Smooth Exit
There are many ways a president can respond when asked for evidence. He can provide documents. He can cite court rulings. He can point to investigations, testimony, audits, or findings. Or, if those options prove unavailable, he can employ the time-honored statesman’s maneuver of calling the interviewer crooked and stomping off camera.
This week, Donald Trump demonstrated that leadership means never having to answer a question you don’t like. During a tense interview with NBC’s Meet the Press, Kristen Welker committed the grave journalistic offense of asking Trump whether he had evidence to support his claims of election fraud. Trump responded with what might generously be described as a screaming, red-faced tantrum. When Welker pointed out that simply looking at something is not, in fact, evidence, Trump accused her and NBC of being crooked before ending the interview altogether.
It was a fitting conclusion to a six-year national conversation about election fraud. Courts rejected dozens of post-2020 election challenges. Trump’s own Justice Department found no evidence of widespread fraud sufficient to change the outcome. Election officials, including Republicans, repeatedly certified the results. Yet somehow, after all this time, the strongest evidence apparently remains Trump’s ability to squint suspiciously at vote totals and declare, “Looks fishy.”
The interview became a master class in modern accountability avoidance. Asked for evidence, Trump attacked the question. Asked about court losses, he attacked the courts. Asked about facts, he attacked the network. Eventually, having exhausted every available target except reality itself, he attacked the microphone by removing it, stepping on it, and walking away. It was less a presidential interview than something one might witness at your local preschool.
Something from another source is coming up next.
PR #3025, opened 2019-11-20
Remove impression event

xtina-starr:
This removes the entry points impression event from `src/Components/v2/CollectionsHubsHomepageNav.tsx`. We remove it here because it fires too early and should be fired from [force](https://github.com/artsy/force/pull/4784) upon the user scrolling within a specific area.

Perhaps the most revealing aspect of the episode was not the walkout itself but the reason for it. Trump has spent years insisting that overwhelming proof of election fraud exists. If that were true, an interviewer asking for evidence would represent an extraordinary opportunity. Instead, it appears to have been treated as an act of aggression. In Trump’s political universe, evidence is always just around the corner, perpetually arriving tomorrow, much like infrastructure week or the replacement for Obamacare (“two weeks!”).
The scene offered a perfect metaphor for American politics in 2026. The president of the United States was asked to support one of his most consequential claims. Rather than provide proof, he denounced the referee and left the field. It was a reminder that Trump’s preferred version of accountability is much like his preferred version of elections: if he wins, the process is legitimate; if he’s challenged, somebody must be cheating.
And so America learned once again that the quickest way to end a debate about evidence is to remove yourself from the debate entirely. It may not be persuasive. It may not be presidential. But it does save an awful lot of time spent looking for facts.



I give Kristen Welker a lot of credit for trying to get Trump to engage on the subject of evidence; unfortunately, he doesn’t have any, knows what he’s saying is a lie, and continues to accuse the interviewer of being “crooked or stupid.” He couldn’t describe himself any more clearly than by those 2 words!
The walker chair in your great cartoon could double as a time out chair, often quite invaluable to diffuse a toddler-style tantrum!
Love the Diet Coke sippy cup!
If saying it makes it true, I would like to say I won the lottery without buying a ticket. What good is evidence anyway?